WORK TO COMPLETE ▸ Identify each line in the records below that contains the word "accesspenalty", and copy it.

----------

PR #865, opened 2025-12-16
Profile lower pedestrian cost if cycleway

Totorrr:
This may allow passing safely on more pedestrian ways.

Depends on PR #864 (that is, commit 0dfc858d)


afischerdev:

Issue #658, opened 2024-01-09
Hiking profile ignores `acces=no`


Helium314:
Brouter routes along steps with `access=no`, which it definitely should not:
https://brouter.de/brouter-web/#map=18/48.26936/16.33782/standard&lonlats=16.339615,48.269619;16.336176,48.26888&profile=hiking-mountain

Or is there any reason to ignore this (imo very straightforward) restriction?

poutnikl:
The issue goes rather to me and my Hiking-Poutnik repository, as as the Brouter Hiking-Mountain is based on it.

I have checked if it is some error, as it is some time since I made last editing. It is not an error, but on purpose, by the profiles design. As you can check at [Hiking-Poutnik - master - Hiking.brf](https://raw.githubusercontent.com/poutnikl/Hiking-Poutnik/master/Hiking.brf), there is assigned   
 `assign accesspenalty switch footaccess 0 9998`

As you can see at [Brouter-profiles - wiki - Glossary](https://github.com/poutnikl/Brouter-profiles/wiki/Glossary#c), the Costfactor 9998 is the highest costfactor still allowing passage. It means that e.g. 10 m of such a way is equivalent about 100 km of the way considered as optimal.

The rationale behind this is that if there is any other possible way, Brouter avoids an OSM way with such a high costfactor.  But, if there is no other way, routing fails with error there is no possible way.   There are many scenarios you have good justification to go via such a way anyway. There are often many cases OSM data are not properly tagged and restricted access does not in reality applies to pedestrians, or it can be justified, 

So the decision has been made the risk to allow it is lesser harm than the risk of not allowing it.

It context of BRouter profiles, there are many such occurences of decisions that involve weighing of risks and impacts of allowing what should be denied versus denying what should be allowed.

poutnikl:
As work around, it can be change on BRouter web as custom profile edit to 

`assign accesspenalty switch footaccess 0 9999`

the values costfactor=9999 causes the particular segment is not considered for routing, but BRouter is still aware of it during generation of direction hint ( 10000 cause total ignoration).

As a variant for aventual profile tweak, there can be defined the variable in the global profile segment like

`assign UseHardNOaccess = false`   # used the current default

and in the way profile segment

`assign accesspenalty switch footaccess 0 9999`

could be replaced by 

`assign accesspenalty switch footaccess 0 switch UseHardNOaccess 9999 9998`

vodie:
[...]

PR #866, opened 2025-12-17
profile: Remove hikingroute always having access granted

Totorrr:
Same as in commit e2c68117 and 35f4e331 for bicycle. See their comment.

Should solve issue https://github.com/abrensch/brouter/issues/658. Can you have a look at it @poutnikl?

Extract:

Some hiking & bicycle routes can have portions which are not accessible.

Potential reasons for this:
 - temporary construction work on the ways (sometimes for months),
 - local access change without simultaneous update of bicycle route relation (lack of mapper's knowledge or lack of time to redefine an updated route),
 - ...


afischerdev:

Issue #536, opened 2023-04-20
Feature Request: consider maxheight


francwalter:
Hello

I would love to see a feature where I can consider the maxheight of streets underneath bridges or such.
Often I use BRouter in Locus Maps to get some routing for our car, which is 2.75 m of height (camping car). Sometimes we cannot pass, the maxheight is not high enough and we need to make big drivearounds. 
Is there maybe a possibility to add this as profile?

It could be also useful to have the max weight in a profile, I guess.

Thanks.
Frank

poutnikl:
Looking at brouter.de/brouter/profiles2/lookups.dat, where is exposed the subset of OSM data tags, such info is not currently implemented in BRouter data file, so profile authors have to wait, until that is eventually done. Another question is how reliable are such data included in OSM data for tunnels and bridges,

Totorrr:
Pleases see PR #889 for this. It adds the relevant maxheight keys to `lookups.dat`.

afischerdev:
@Totorrr 
Thanks for your excellent work.
But please hang on a while with the PR #889
I like to point you to the discussion in #878.

There we discuss to add truck data to the lookups.dat and how to do that.

Short summary:

Trucks need more data than maxheight and there are more interests like camper or boat people in this values. 
As you can see in your PR, these changes require a lot of entries for the values. And it will grow with all the others from #878. 

So main question is: do we like to add all this as your main focus is on biking and hiking?

Next question is how to do that:
BRouter can work with index based and value based entries (some test results for this please [see here](https://github.com/abrensch/brouter/issues/878#issuecomment-3907908467)). 

**index based**
- add every relevant values to the lookups (with sub values for other system of measurement)
- add for every index an entry in the profile to calculate with the value (please [see here](https://github.com/abrensch/brouter/blob/46b6657e1f8ce8ec5858c1c6257fcea25b84abde/misc/profiles2/car-vario.brf#L137) and more lines)


**value based** 
- add only one line to lookups for each tag like
  maxheight;000000001 *
- add one line in the profile to get the value, like
```
assign no_height
    switch and not  maxheight=
	              lesser v:maxheight    boat_height true
    false  
```

Totorrr:
Hello @afischerdev,

thank you for pointing the discussion in issue #878, I did not knew it before. 


> **index based**
> 
>  * add every relevant values to the lookups (with sub values for other system of measurement)

[...]

PR #896, opened 2026-03-21
Added expressions for weights and new output options

afischerdev:
This added
- calculation for weight measurements
- direct output for values when they are index based
- error output option (please add -DshowErrors to java call to display it)

The new tests show how this will work
It contains test for 
- value based input and conversion
- index based output direct as value
- mix of index and value base entry on maxheight example
  **Please note**: on mix logic will no output for `unknown` values

This test nw should be independent from  production profiles.


Totorrr:
Hello @afischerdev, what about my reviews?

afischerdev:
@Totorrr 
#897 is merged now.
#536 maxheight and similar tags (like #878) will be not a part of the current update.

Totorrr:
@afischerdev, no, I'm talking about my reviews of **this** PR. See above my comments on the diff.

afischerdev:
@Totorrr 
> this PR. See above my comments on the diff.

Hmm, I don't see any.

Totorrr:
@afischerdev my bad apparently, only I could see the ~commits~ comments as they were not submitted it seems... I just did submit them.

afischerdev:
@Totorrr 
Thanks for the hint - very attentive.
I guess this was changed in [update](https://github.com/abrensch/brouter/commit/4dd1df3d7a94b83c54b511a1f8896f44c993f008) and before it was 10 degrees.
I'll start a change request.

----------

EXERCISE SOLUTION ▸
 `assign accesspenalty switch footaccess 0 9998`
`assign accesspenalty switch footaccess 0 9999`
`assign accesspenalty switch footaccess 0 9999`
`assign accesspenalty switch footaccess 0 switch UseHardNOaccess 9999 9998`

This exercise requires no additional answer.